[[ Available records open ]]

PR #1467, opened 2021-05-21
EE-1242: Implement Dictionary

### LINKED ISSUE #1420: Dictionary
This task is about implementing support for improved local keys, which intends to resolve past problems that lead to their removal. Contract developers will use this to store data in a separate keyspace prefixed by the URef address provisioned to a user by the system.

CEP for reference: casper-network/ceps#39

mpapierski:
This PR implements support for improved local keys, which intends to resolve past problems that lead to their removal. Contract developers will use this to store data in a separate keyspace prefixed by the URef address provisioned to a user by the system.

CEP for reference: casper-network/ceps#39

Closes #1420


types/src/key.rs
```diff
@@ -501,14 +550,18 @@ impl FromBytes for Key {
...
+            }
             _ => Err(Error::Formatting),
         }
     }
 }
 
 impl Distribution<Key> for Standard {
     fn sample<R: Rng + ?Sized>(&self, rng: &mut R) -> Key {
-        match rng.gen_range(0..9) {
+        match rng.gen_range(0..=9) {
```
dwerner, line 564: Why don't we just bump to 10?

smart_contracts/contracts_as/test/local-state/assembly/tsconfig.json
```diff
@@ -0,0 +1,6 @@
+{
+  "extends": "../../../../../../../.nvm/versions/node/v10.16.3/lib/node_modules/assemblyscript/std/assembly.json",
```
dwerner, line 2: This looks brittle...

smart_contracts/contracts_as/test/local-state/assembly/index.ts
```diff
@@ -0,0 +1,112 @@
...
+import {CLValue, CLType, CLTypeTag} from "../../../../contract_as/assembly/clvalue";
+import { Key } from "../../../../contract_as/assembly/key";
+import { AccessRights, URef } from "../../../../contract_as/assembly/uref";
+import { Pair } from "../../../../contract_as/assembly/pair";
+import { createLocal, readLocal, writeLocal } from "../../../../contract_as/assembly/local";
+import { fromBytesString, toBytesString } from "../../../../contract_as/assembly/bytesrepr";
+import { revert } from "../../../../contract_as/assembly/externals";
+
+const LOCAL_KEY_NAME = "local";
+const WRITE_LOCAL_KEY: Array<u8> = [66, 66, 66, 66, 66, 66, 66, 66, 66, 66, 66, 66, 66, 66, 66, 66, 66, 66, 66, 66, 66, 66, 66, 66, 66, 66, 66, 66, 66, 66, 66, 66];
```
dwerner, line 16: Do we have a ts formatter in use here?

henrytill (commented):
First pass, overall looks good.

A couple big points to discuss:
1. What name are we going to use instead of "local"?
2. Does it make sense to have a convenience function like `create_local` or should we just have people create and use urefs themselves?

cc @EdHastingsCasperLabs

henrytill:
Recording the decisions of today's offline discussion...

> 1. What name are we going to use instead of "local"?

Decided to call it "dictionary":
* Key name should be `Dictionary`.  
* API Functions: `new_dictionary`, `dictionary_put`, `dictionary_get` (these last two are new suggestions)

> 2. Does it make sense to have a convenience function like `create_local` or should we just have people create and use urefs themselves?
 
Yes, but we should call it `new_dictionary` and it should take a string/str name argument from which we will automatically generate a named key entry.  The other functions should continue to take a `URef` seed argument.

execution_engine/src/shared/host_function_costs.rs
```diff
@@ -186,9 +188,9 @@ where
 #[derive(Copy, Clone, PartialEq, Eq, Serialize, Deserialize, Debug, DataSize)]
 pub struct HostFunctionCosts {
     pub read_value: HostFunction<[Cost; 3]>,
-    pub read_value_local: HostFunction<[Cost; 3]>,
+    pub read_local: HostFunction<[Cost; 5]>,
```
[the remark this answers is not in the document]
mpapierski: No, unfortunately - needs #1487, or we can ship v1 with hardcoded defaults without modifying `ProtocolData`

execution_engine/src/core/runtime/externals.rs
```diff
@@ -992,10 +996,10 @@ where
                     _,
                 ) = Args::parse(args)?;
                 self.charge_host_function_call(
-                    &host_function_costs.dictionary_get,
+                    &host_function_costs.read_value_local,
                     [
-                        uref_ptr,
-                        uref_size,
+                        // uref_ptr,
+                        // uref_size,
```
dwerner, line 1002: Are these a `todo` perhaps or are they intentionally left commented-out as a note? (If intentional, perhaps we could add a note as to why they are not included in the call to `charge_host_function_call()`).

execution_engine/src/core/runtime/externals.rs
```diff
@@ -1014,10 +1018,10 @@ where
             FunctionIndex::DictionaryPutFuncIndex => {
                 let (uref_ptr, uref_size, key_bytes_ptr, key_bytes_size, value_ptr, value_ptr_size): (_, u32, _, u32, _, u32) = Args::parse(args)?;
                 self.charge_host_function_call(
-                    &host_function_costs.dictionary_put,
+                    &host_function_costs.write_local,
                     [
-                        uref_ptr,
-                        uref_size,
+                        // uref_ptr,
+                        // uref_size,
```
dwerner, line 1024: Same question as above.

execution_engine/src/core/runtime/externals.rs
```diff
@@ -992,10 +996,10 @@ where
                     _,
                 ) = Args::parse(args)?;
                 self.charge_host_function_call(
-                    &host_function_costs.dictionary_get,
+                    &host_function_costs.read_value_local,
```
dwerner, line 999: I see there's a commit `Revert backwards incompatible changes` where you reverted your approach of `s/local/dictionary/g` for several field and type names in `HostFunctionCosts` among other places. Is this due to `serde`'s `Serialize` and `Deserialize` traits? If so, could we leverage `serde`'s `#[serde(alias = "...")]` attribute here?

e.g.
```
#[derive(Copy, Clone, PartialEq, Eq, Serialize, Deserialize, Debug, DataSize)]
pub struct HostFunctionCosts {
...
    #[serde(alias = "read_local")]
    pub dictionary_get: HostFunction<[Cost; 4]>,
...
}
```
This would preserve the ability to deserialize from the old name, while moving the changing the field name to reflect the `dictionary` name.

execution_engine/src/core/runtime/externals.rs
```diff
@@ -1014,10 +1018,10 @@ where
             FunctionIndex::DictionaryPutFuncIndex => {
                 let (uref_ptr, uref_size, key_bytes_ptr, key_bytes_size, value_ptr, value_ptr_size): (_, u32, _, u32, _, u32) = Args::parse(args)?;
                 self.charge_host_function_call(
-                    &host_function_costs.dictionary_put,
+                    &host_function_costs.write_local,
```
dwerner, line 1021: See comment above about possibly using `#[serde(alias = "...")]` here.

dwerner (changes requested):
This is looking pretty good! I made a comment about a reverted change to `s/local/dictionary/g`. Hopefully we are able to pass the regression test with something like `#[serde(alias = "...")]` on struct fields.

types/src/key.rs
```diff
@@ -319,12 +341,33 @@ impl Key {
...
+
+    /// Creates a new [`Key::Local`] variant based on a `uref` and a `key` bytes.
+    pub fn dictionary(uref: URef, key: &[u8]) -> Key {
+        // NOTE: Expect below is safe because the length passed is supported.
+        let mut hasher = VarBlake2b::new(BLAKE2B_DIGEST_LENGTH).expect("should create hasher");
+        hasher.update(uref.addr().as_ref());
+        hasher.update(key);
+        // NOTE: Assumed safe as size of `HashAddr` equals to the output provided by hasher.
+        let mut local_addr = HashAddr::default();
+        hasher.finalize_variable(|hash| local_addr.clone_from_slice(hash));
```
henrytill, line 368: I would prefer to use the `Blake2bHash` and its `new` method here, even if we are "unwrapping" from the `Blake2bHash` newtype itself when we write the dictionary key.  That newtype was designed to abstract over this operation, and prevents us from duplicating (and/or getting wrong) the hashing logic.

smart_contracts/contracts/test/dictionary-call/Cargo.toml
```diff
@@ -0,0 +1,20 @@
...
+doctest = false
+test = false
+
+[features]
+std = ["casper-contract/std", "casper-types/std"]
+
+[dependencies]
+casper-contract = { path = "../../../contract" }
+casper-types = { path = "../../../../types" }
+dictionary = { path = "../dictionary" }
```
henrytill, line 20: Add trailing newline

Also:
https://stackoverflow.com/questions/44704968/visual-studio-code-insert-new-line-at-the-end-of-files

:wink:

henrytill (changes requested):
Coupla small things.  Also, could you respond to @dwerner's review from last week?

types/src/key.rs
mpapierski: I used inclusive range as it felt more natural to use `0..=9` when there are exactly 9 match branches

smart_contracts/contracts_as/test/local-state/assembly/tsconfig.json
mpapierski: This file is copy-pasted from other AS contracts. If there's a better way to use tsconfig.json files I'd be happy to do a separate pass at addressing it in #1524

execution_engine/src/core/runtime/externals.rs
mpapierski: Fair point, changed

execution_engine/src/core/runtime/externals.rs
mpapierski: Removed - when we'll change host function costs to increase arity compiler will complain here

execution_engine/src/core/runtime_context/local_key.rs
```diff
@@ -0,0 +1,99 @@
...
+
+/// Wraps a [`CLValue`] and extends it with a seed [`URef`] and original key bytes.
+#[derive(Clone)]
+pub struct LocalKeyValue {
+    /// Actual [`CLValue`] written to global state.
+    cl_value: CLValue,
+    /// Original key bytes.
+    key_bytes: Bytes,
+    /// [`URef`] seed bytes.
+    seed_address: Bytes,
```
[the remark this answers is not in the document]
mpapierski: Addressed

execution_engine/src/core/tracking_copy/mod.rs
```diff
@@ -448,6 +451,18 @@ impl<R: StateReader<Key, StoredValue>> TrackingCopy<R> {
 
             let value = stored_value.value().to_owned();
 
+            // Following code does a patching on the `StoredValue` that unwraps an inner
+            // `LocalKeyValue` for local keys only.
+            let value = match local_key::monkey_patch(query.current_key, value) {
```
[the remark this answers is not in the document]
mpapierski: Addressed with `handle_stored_value`

types/src/key.rs
mpapierski: Unfortunately `Blake2bHash` is in ./execution_engine, but this code is in ./types. I could use the `account::blake2b` function, or do we want to move the `Blake2bHash` struct into the `types` crate as part of this PR?

smart_contracts/contracts/test/dictionary-call/Cargo.toml
mpapierski: Fixed (and reconfigured my IDE)

smart_contracts/contracts_as/test/local-state/assembly/tsconfig.json
dwerner: When in rome I guess, thanks for answering. I suppose this is dependent on a certain dev environment setup for ts as well, one using nvm.

dwerner (approved):

types/src/key.rs
henrytill: Tragic, let's keep as-is for now

smart_contracts/contracts/test/dictionary-call/src/bin/main.rs
```diff
@@ -0,0 +1,58 @@
...
+
+use dictionary::{DEFAULT_DICTIONARY_NAME, DEFAULT_DICTIONARY_VALUE};
+use dictionary_call::{
+    Operation, ARG_CONTRACT_HASH, ARG_FORGED_UREF, ARG_OPERATION, ARG_SHARE_UREF_ENTRYPOINT,
+    NEW_DICTIONARY_NAME, NEW_DICTIONARY_VALUE,
+};
+
+/// Calls local state contract by hash as passed by `ARG_CONTRACT_HASH` argument and returns a
+/// single value.
+fn call_local_state_contract<T: CLTyped + FromBytes>(entrypoint: &str) -> T {
```
henrytill, line 23:
```suggestion
fn call_dictionary_test_contract<T: CLTyped + FromBytes>(entrypoint: &str) -> T {
```

henrytill (commented):
Almost there!

execution_engine/src/core/runtime/externals.rs
```diff
@@ -968,6 +972,61 @@ where
...
                 Ok(Some(RuntimeValue::I32(0)))
             }
+            FunctionIndex::NewDictionaryFuncIndex => {
+                let (output_size_ptr,): (u32,) = Args::parse(args)?;
+
+                self.charge_host_function_call(
+                    &DEFAULT_HOST_FUNCTION_NEW_DICTIONARY,
+                    [output_size_ptr],
+                )?;
+                let ret = self.create_local(output_size_ptr)?;
```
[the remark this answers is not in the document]
henrytill: Addressed

execution_engine/src/core/runtime/mod.rs
```diff
@@ -3345,6 +3346,84 @@ where
         self.gas(cost)?;
         Ok(())
     }
+
+    fn create_local(&mut self, output_size_ptr: u32) -> Result<Result<(), ApiError>, Error> {
```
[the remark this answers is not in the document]
henrytill: Addressed

smart_contracts/contracts/test/dictionary-call/src/bin/main.rs
henrytill: Addressed

execution_engine/src/core/runtime/externals.rs
```diff
@@ -968,6 +972,61 @@ where
                 self.record_era_info(era_id, era_info)?;
                 Ok(Some(RuntimeValue::I32(0)))
             }
+            FunctionIndex::NewDictionaryFuncIndex => {
+                let (output_size_ptr,): (u32,) = Args::parse(args)?;
```
EdHastingsCasperLabs, line 976: I appreciate args description comments in these methods, such as:
// args(0) = _description of what this arg is supposed to be_

execution_engine/src/core/runtime/mod.rs
```diff
@@ -3345,6 +3346,84 @@ where
...
+        uref_ptr: u32,
+        uref_size: u32,
+        key_bytes_ptr: u32,
+        key_bytes_size: u32,
+        output_size_ptr: u32,
+    ) -> Result<Result<(), ApiError>, Trap> {
+        if !self.can_write_to_host_buffer() {
+            // Exit early if the host buffer is already occupied
+            return Ok(Err(ApiError::HostBufferFull));
+        }
```
EdHastingsCasperLabs, line 3387: why not use the same `if let Err(err) = self.check_host_buffer() {            return Ok(Err(err));        }` pattern as in above method?

execution_engine/src/core/runtime/mod.rs
```diff
@@ -3345,6 +3346,84 @@ where
...
+
+        let value_bytes = value_size.to_le_bytes(); // Wasm is little-endian
+        if let Err(error) = self.memory.set(output_size_ptr, &value_bytes) {
+            return Err(Error::Interpreter(error.into()).into());
+        }
+
+        Ok(Ok(()))
+    }
+
+    /// Writes `value` under a key derived from `key` in the dictionary partition of GlobalState
```
EdHastingsCasperLabs, line 3410: If I didn't already know what you meant, this comment would be useless to me. Consider expounding on it a bit to be less inscrutable?

execution_engine/src/core/runtime_context/dictionary.rs
```diff
@@ -0,0 +1,106 @@
+use casper_types::{
+    bytesrepr::{self, Bytes, FromBytes, ToBytes},
+    CLType, CLTyped, CLValue, CLValueError, Key,
+};
+
+use crate::shared::stored_value::StoredValue;
+
+/// Wraps a [`CLValue`] and extends it with a seed [`casper_types::URef`] and original key bytes.
```
EdHastingsCasperLabs, line 8: Consider explaining _why_ we want to retain the uref_addr bytes and key bytes for posterity.

execution_engine/src/core/runtime/mod.rs
henrytill: Addressed

execution_engine/src/core/runtime/mod.rs
henrytill: Addressed

execution_engine/src/core/runtime_context/dictionary.rs
henrytill: Addressed

execution_engine/src/core/runtime/externals.rs
henrytill: Addressed

henrytill:
bors try

darthsiroftardis (commented):
LGTM!

darthsiroftardis (approved):

execution_engine/src/core/runtime_context/mod.rs
```diff
@@ -1028,4 +1053,52 @@ where
...
+        cl_value: CLValue,
+    ) -> Result<(), Error> {
+        self.validate_writeable(&uref.into())?;
+        self.validate_uref(&uref)?;
+
+        self.validate_cl_value(&cl_value)?;
+
+        let wrapped_cl_value =
+            DictionaryValue::new(cl_value, key_bytes.to_vec(), uref.addr().to_vec());
+        let wrapped_cl_value = CLValue::from_t(wrapped_cl_value).map_err(Error::from)?;
```
EdHastingsCasperLabs, line 1098: nitpick: maybe something like

let wrapped_cl_value = { 
        let dictionary_value = DictionaryValue::new(cl_value, key_bytes.to_vec(), uref.addr().to_vec());
        CLValue::from_t(dictionary_value).map_err(Error::from)?
 }; 

or 

let dictionary_value = DictionaryValue::new(cl_value, key_bytes.to_vec(), uref.addr().to_vec());
let wrapped_cl_value = CLValue::from_t(dictionary_value).map_err(Error::from)?;

smart_contracts/contract/src/contract_api/storage.rs
```diff
@@ -335,3 +335,72 @@ pub fn disable_contract_version(
 
     api_error::result_from(result)
 }
+
+/// Creates new [`URef`] that points to a context-local partition of global state.
+/// Optionally you can pass a [`str`] to automatically put this dictionary under named keys.
```
EdHastingsCasperLabs, line 340: This comment is incorrect; "context-local partition" is a misleading / opaque explanation, and the &str argument isn't optional.

smart_contracts/contract/src/contract_api/storage.rs
```diff
@@ -335,3 +335,72 @@ pub fn disable_contract_version(
...
+pub fn new_dictionary(key_name: &str) -> Result<URef, ApiError> {
```
EdHastingsCasperLabs, line 341: i think `dictionary_name` is a less confusing name for this variable...

smart_contracts/contract/src/contract_api/storage.rs
```diff
@@ -335,3 +335,72 @@ pub fn disable_contract_version(
...
+    let uref: URef = bytesrepr::deserialize(value_bytes).unwrap_or_revert();
+    runtime::put_key(key_name, Key::from(uref));
+    Ok(uref)
+}
+
+/// Reads data from dictionary pointed at by [`URef`].
+pub fn dictionary_get<K: ToBytes, V: CLTyped + FromBytes>(
+    uref: URef,
+    key: K,
+) -> Result<Option<V>, bytesrepr::Error> {
```
EdHastingsCasperLabs, line 362: I think the comment is unhelpful. Maybe something like...
/// Retrieve value stored under `key` in the dictionary accessed by `dictionary_uref`.

smart_contracts/contract/src/contract_api/storage.rs
```diff
@@ -335,3 +335,72 @@ pub fn disable_contract_version(
...
+            Err(e) => runtime::revert(e),
+        }
+    };
+
+    let value_bytes = runtime::read_host_buffer(value_size).unwrap_or_revert();
+    Ok(Some(bytesrepr::deserialize(value_bytes)?))
+}
+
+/// Writes `value` under `key` in the context-local partition of global state.
+pub fn dictionary_put<K: ToBytes, V: CLTyped + ToBytes>(uref: URef, key: K, value: V) {
```
EdHastingsCasperLabs, line 389: Similar desire to see improved clarity in the comment and variable naming.

EdHastingsCasperLabs (approved):

henrytill (approved):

[[ Available records closed ]]

**Assignment**
Copy each line above that contains the string "bytesrepr".

**Your solution**
+import { fromBytesString, toBytesString } from "../../../../contract_as/assembly/bytesrepr";
+    bytesrepr::{self, Bytes, FromBytes, ToBytes},
+    let uref: URef = bytesrepr::deserialize(value_bytes).unwrap_or_revert();
+) -> Result<Option<V>, bytesrepr::Error> {
+    Ok(Some(bytesrepr::deserialize(value_bytes)?))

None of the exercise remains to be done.